# AOL & 56k Modem ;)



## nordi (12. September 2005)

Hallo,

ein Kumpel von mir hat gerade angerufen und hat mich was gefragt, wo ich keine Antwort drauf hatte. Also, er sitzt gerade bei ner Freundin, die umgezogen ist, und in der Zeitspanne kurz Internet haben will, bis sie ne Freischaltung ihrer DSL Leitung hat..und das dauert anscheinend!

Also, Sie will nutzen:

Neuste AOL-Software wegen 150 Freistunden
56k Modem ELSA Mikrolink Basic
Windows XP Rechner
und ne Fritzcard ISDN oder sowas

Mit Modem kenn ich mich überhaupt nicht aus. Also, als sie die Software installiert hat, wurde anscheinend das Modem gefunden.
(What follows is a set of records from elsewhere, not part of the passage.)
Issue #218, opened 2020-11-13
Select VMs step of wizard: in smaller screen sizes, the filter dropdown has some strange behavior


mturley:
It has a weird transparent background:

![Screen Shot 2020-11-13 at 3 46 21 PM](https://user-images.githubusercontent.com/811963/99119760-baf0e080-25c7-11eb-9957-1e8e0133537b.png)

Also, if you click the X in the text field, instead of just clearing the text field it also shows a filter chip that was otherwise hidden (should appear immediately)

gildub:
This occurs also with PlansPage filter.

![filter-resize-plans](https://user-images.githubusercontent.com/1901741/100335713-93d9dc00-2fd5-11eb-9371-d30b5f1d1e61.png)

The filter seems to have several issues in smaller screen size:
- Looks like issues with the breakdown points definitions
- Transparent background is confusing as it mixes with the page data

mturley:
Super low priority since I don't think we will claim to support mobile devices for MTV. But post-beta, we should see if this is also an issue in upstream PF.

PR #630, opened 2021-06-07
fix(toolbar): improve toolbar items layout

seanforyou23:
This PR swaps Level layout for Split in the filter toolbar area for the toolbars in PlansTable, VMMigrationDetails, and SelectVMsForm.

Best way to test is check at various sceen widths the migration plans view, a migration detail view, and the select VM step in plan creation flow, they all received a same treatment.

I also fixed a small issue where an Alert wasn't being announced to screen reader users.

Should help close https://github.com/konveyor/forklift-ui/issues/218

Screen Shot 2021-06-09 at 3 25 04 PM

Screen Shot 2021-06-09 at 3 25 49 PM

### DIFF
--- a/src/app/Plans/components/CreatePlanButton.tsx
+++ b/src/app/Plans/components/CreatePlanButton.tsx
@@ -1,6 +1,5 @@
 import * as React from 'react';
 import { Button, ButtonProps } from '@patternfly/react-core';
-import spacing from '@patternfly/react-styles/css/utilities/Spacing/spacing';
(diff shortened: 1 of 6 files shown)


mturley:
I think @vconzola had a strong opinion that the create button should be left-aligned there with the filters, maybe we do need that grid.

vconzola:
@mturley that's correct - button should be on the left, next to the filters.

mturley (approved):
LGTM! Thanks Mike

PR #632, opened 2021-06-08
chore(mappings): allow for specifying mapping type during mapping creation flow

seanforyou23:
This PR adds a dropdown to the mapping creation flow that's pre-selected to whatever resource type is selected in the tabs.

Screen Shot 2021-06-08 at 11 14 42 AM

### DIFF
--- a/src/app/Mappings/MappingsPage.tsx
+++ b/src/app/Mappings/MappingsPage.tsx
@@ -8,18 +8,13 @@ import {
   Tab,
   TabTitleText,
 } from '@patternfly/react-core';
-import { Mapping, MappingType } from '@app/queries/types';
+import { Mapping, MappingType, MapType } from '@app/queries/types';
 import CreateMappingButton from '@app/Mappings/components/CreateMappingButton';
 import AddEditMappingModal from '@app/Mappings/components/AddEditMappingModal';
 import Mappings from '@app/Mappings/Mappings';
 import spacing from '@patternfly/react-styles/css/utilities/Spacing/spacing';
 
 const MappingsPage: React.FunctionComponent = () => {
-  enum MapType {
-    'Network',
-    'Storage',
-  }
-
   const [activeTabKey, setActiveTabKey] = React.useState<React.ReactText>(0);
   const [activeMapType, setActiveMapType] = React.useState('Network');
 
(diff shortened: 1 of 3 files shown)


src/app/Mappings/MappingsPage.tsx
```diff
@@ -8,18 +8,13 @@ import {
   Tab,
   TabTitleText,
 } from '@patternfly/react-core';
-import { Mapping, MappingType } from '@app/queries/types';
+import { Mapping, MappingType, MapType } from '@app/queries/types';
```
mturley, line 11: I just noticed that you had introduced MapType in the last PR. I don't think it's necessary, right? `MappingType` is the same enum. I've been considering switching it to a string union (`'Network' | 'Storage'`) anyway which would be even simpler. Same for a lot of the other enums.

src/app/Mappings/MappingsPage.tsx
```diff
@@ -8,18 +8,13 @@ import {
...
 import Mappings from '@app/Mappings/Mappings';
 import spacing from '@patternfly/react-styles/css/utilities/Spacing/spacing';
 
 const MappingsPage: React.FunctionComponent = () => {
-  enum MapType {
-    'Network',
-    'Storage',
-  }
-
   const [activeTabKey, setActiveTabKey] = React.useState<React.ReactText>(0);
```
mturley, line 18: The tabKey can be a string, and we don't need both activeTabKey and activeMapType since they duplicate the same state. See the tabs on ProvidersPage, it's all driven from `activeProviderType` which is just a string.

mturley (changes requested):
Looking good, but there is a bit of redundancy in the enum and the state we can get rid of.

Also @vconzola would you mind reviewing it for visuals? How do you feel about the type and name being side by side in the grid? I think the only reason we had source and target provider selections side by side is because that way they line up with the mapping builder columns that appear below.

src/app/Mappings/MappingsPage.tsx
seanforyou23: Ah yes, tabKey as string, good call! Updated.

src/app/Mappings/MappingsPage.tsx
seanforyou23: Right, I was following suit from when tabKey was a number. I simplified it to use a string and removed the redundant enum. Good call.

mturley (approved):
LGTM! I'll just wait for Vince's review to merge.

vconzola (approved):
@mturley Even though it's not "standard", I think it looks OK with Type and Name side-by-side. It balances the rest of the form content. If we hear complaints that people are missing the Name field we can change it later. But I doubt that will happen.

PR #636, opened 2021-06-10
selectvms table adjustments

seanforyou23:
This PR updates the select vm table to truncate column headers for better space mgmt. Further addresses https://github.com/konveyor/forklift-ui/issues/217. 

Screen Shot 2021-06-09 at 10 20 07 PM

Also, I pulled some recently added styles for provider hosts table back out, they seemed necessary before but now was causing issues. I tested in FF and chrome, seems to be find but could use a second set of 👀


mturley (approved):
LGTM 👍

Issue #641, opened 2021-06-10
No padding above "create mapping" button in empty state of mappings pages


mturley:
@seanforyou23 I missed this when reviewing #626. That's one flaw in our mock mode, you can't get to the empty states to see if they look right.

The button spacing here should match the empty states on the other pages, with some padding between the button and the empty state body text. This is present on the empty state of both the Network and the Storage tab of the new mappings page.

![Screen Shot 2021-06-10 at 3 02 10 PM](https://user-images.githubusercontent.com/811963/121582501-17e93380-c9fd-11eb-83e6-bc847a406afd.png)

PR #643, opened 2021-06-11
fix(mappings): remove unnecessary div around create mappings button

seanforyou23:
This PR fixes a spacing issue for the empty state of the mappings page. By removing the unnecessary div, PatternFly styles seem to do the expected thing without any modification. Should help close https://github.com/konveyor/forklift-ui/issues/641

Screen Shot 2021-06-11 at 8 28 23 AM


vconzola (approved):
LGTM.

gildub (approved):
LGTM

mturley:
Are you sure this doesn't break the tooltip that can appear when the button is disabled because there are insufficient providers? (Can't test now, just posting before I forget)

PR #653, opened 2021-06-15
Filter VMs tree view: exclude hosts, be explicit about which kinds of nodes are selectable, properly exclude deselected child folders

mturley:
Based on discussions with @jortel.

This PR solves two issues with the Filter VMs step of the wizard.

1. The structure of the RHV tree has VMs as peers of hosts rather than children, and the VMware cluster tree will be changing to share this flattened structure. This means that selecting a host would never result in any VMs showing up on the next step, because host tree nodes will never have VM children. We decided it makes sense to just remove Hosts from the UI tree entirely, since they are not very meaningful for the user anyway.
2. There is currently a bug in the cluster/host tree where selecting a datacenter and then deselecting one or all of the child clusters results in the datacenter still being selected. This doesn't make sense because datacenters will never have VM children in that tree. However, in the folder tree, we need to retain this behavior because there can be VM children of a parent folder that are not in a child folder, so we want to be able to exclude child folders and retain the VMs in the parent.

To solve these with as little hard-coded logic about the tree node kinds as possible, I introduced two new helpers: `isIncludedNode` and `isNodeSelectable`. `isIncludedNode` is a constant, which just excludes hosts from the tree (preventing them from appearing in the tree and from being considered leaf nodes for selection logic purposes). `isNodeSelectable` can be passed into these tree helpers, so that it can differ by tree type or whatever other conditions we need. The one defined by `useIsNodeSelectableCallback` (which is only defined as a hook so it can use React.useCallback to prevent triggering the useEffect that performs all this logic on every render) only allows leaf nodes (clusters) to be selected in the cluster tree, and allows any folders or datacenters to be selected in the folder tree. The `isFullyChecked` and `isPartiallyChecked` logic has been abstracted out to use these so that the non-selectable nodes correctly render as checked/indeterminate/unchecked based on the checked state of their selectable descendants.

You can verify this behavior by checking the box on a datacenter, then unchecking one of its cluster children and observing that the datacenter checkbox becomes indeterminate rather than staying selected, and observing that this *doesn't* happen with folders.

I also cleaned up the tree mock data a bit, there were duplicate VMs in the folder tree that made it difficult to verify this excluded-child fix.

I noticed a few more opportunities to simplify some of this tree code in future PRs, but I didn't want this PR to get any larger so I will follow up later. In particular, I left a TODO comment about optimizing `getVMTreePathInfoByVM` which could be performed once for the entire tree at query time rather than on every render. This optimization would remove a lot of the need for caching / useEffect in SelectVMsStep as well.

### DIFF
--- a/src/app/Plans/components/Wizard/FilterVMsForm.tsx
+++ b/src/app/Plans/components/Wizard/FilterVMsForm.tsx
@@ -14,9 +14,10 @@ import {
   findMatchingNode,
   findMatchingNodeAndDescendants,
   findNodesMatchingSelectedVMs,
-  flattenVMwareTreeNodes,
+  getSelectableNodes,
   getSelectedVMsFromPlan,
   isNodeFullyChecked,
+  useIsNodeSelectableCallback,
 } from './helpers';
 import { PlanWizardFormState } from './PlanWizard';
 
@@ -31,13 +32,8 @@ interface IFilterVMsFormProps {
 }
 
 // TODO switch to new cluster tree, update mock data, test against Jeff's cluster
-// TODO hide hosts entirely
 // TODO figure out if it makes sense to change Select VMs list so it comes from filtering on VM properties matching selected tree nodes
 //      instead of using the leaf nodes. otherwise, see if it makes sense to limit to only the direct child leaves.
-// TODO figure out if we need to change how selection and deselection works in terms of auto-toggling descendants, and having indeterminates.
-//      maybe the only state we save is which (displayed) leaves are selected, and the rest is render logic.
-//      (i.e. there is no such thing as selecting a parent, a parent is only shown as selected if all its children are).
-// See notes in Typora scratch
 
 // TODO also for the folder path column, make a hash of folder ids to tree nodes, so we can walk up their parents to build the path string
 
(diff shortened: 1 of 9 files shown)


vconzola (commented):
@mturley There's still an aspect of this that feels weird to me on the folders tab. I don't think it's intuitive that you can have an indeterminate parent node whose children are all selected or a selected parent node whose children are all deselected. I understand why it's this way, but am not sure users will. How difficult would it be to add labels to each node in the tree showing how many VMs the current selection encompasses? So when you first select a node it will show the sum of its own VMs and all of its descendents' VMs. And then as children are selected or deselected the sums will be updated at each level.

mturley:
@vconzola I think it won't be too hard to add those numbers, the tree view supports badges like that. The question will be exactly how to calculate those.. it seems odd to me that the numbers would change depending on what is selected, maybe it's sufficient to show how many VMs are direct children of each node? There wouldn't be any number on the datacenter or on folders that have all their VMs in subfolders.. hm. That also sounds confusing now that I type it out.

So you're suggesting that the numbers only indicate how many VMs are being included from that subtree, not how many are available in that part of the tree? That makes sense I think... I'll have to figure out a good way to perform that math without making the code even more messy :)

Let's talk on Monday so I can confirm exactly what you're asking for before I go down the wrong path. I do think it should probably be a separate PR, too.

gildub (approved):
Code looks good.

I'm a bit parted, not because of this PR directly but more the direction we're going. 
Maybe I'm wrong but I wonder what's better between component being generic and adapting to various trees vs having trees handling a certain type of tree. Brainstorm!

mturley:
@gildub yeah, there's certainly some discussion to be had there. I have a followup PR or two in mind to clean up what we have and make it more readable at least, so it would be easier to talk about. These helper functions are generic enough that they should work with any tree-structured JSON that has these `kind` properties and (currently) `kind: 'VM'` leaf nodes to filter by. I tried to keep the logic specific to VMware and RHV as decoupled from the basic tree traversal stuff as possible.

BUT, I was talking to @jortel and we think that for 2.2 and beyond we can provide properties on the VM inventory objects that make it possible to filter by selected clusters/folders/etc and list with the columns we need, without using the `kind: 'VM'` leaf nodes in the tree at all (removing them would improve backend performance). That would eliminate the need for many of these helper functions.

So I think maybe it makes sense to continue down the path of maintaining and simplifying what we have, and by the time we get it into that state maybe it'll be obvious whether it's worth keeping or replacing. In theory it's not that damn complicated, so I apologize for creating some spaghetti around it :)

Issue #638, opened 2021-06-10
Deleting the last provider of a given type leaves you on a broken route


mturley:
I deleted the only RHV provider in a cluster, and I stayed on the /providers/ovirt page but the RHV tab disappeared and the table rendered with no empty state. It should redirect you to `/providers` so the router can take you to either the default tab or the empty state.

PR #654, opened 2021-06-16
Go to default tab when deleting a last provider

gildub:
Fixes https://github.com/konveyor/forklift-ui/issues/638


mturley (approved):
Thanks!

Issue #567, opened 2021-04-29
Upgrade to React Query v3


mturley:
This will involve handling some significant breaking changes, but I think we can leverage some of the new cache features and API changes to make our query code even more readable and maintainable.

https://react-query.tanstack.com/guides/migrating-to-react-query-3

PR #657, opened 2021-06-18
React query v3 upgrade

seanforyou23:
This PR upgrades `react-query` to v3. There really isn't a way to introduce this in pieces as far as I can tell, sorry for the big diff 😅 It seems like a massive change, and while it isn't small most of this is the same change in a bunch of places throughout the codebase. Should help close https://github.com/konveyor/forklift-ui/issues/567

Als es sich einwählen will, kommt er aber nicht online. Auf der AOL-CD steht irgendwas von Registriernummer etc. Da ich leider nicht die CD vor mir liegen habe, kann ich da auch keine genaueren Informationen geben, wie das da laufen soll. Kennt sich einer von euch damit aus? AOL Software (150Std) + 56k Modem! Wäre sehr hilfreich! Auf der AOL Seite steht nix!


----------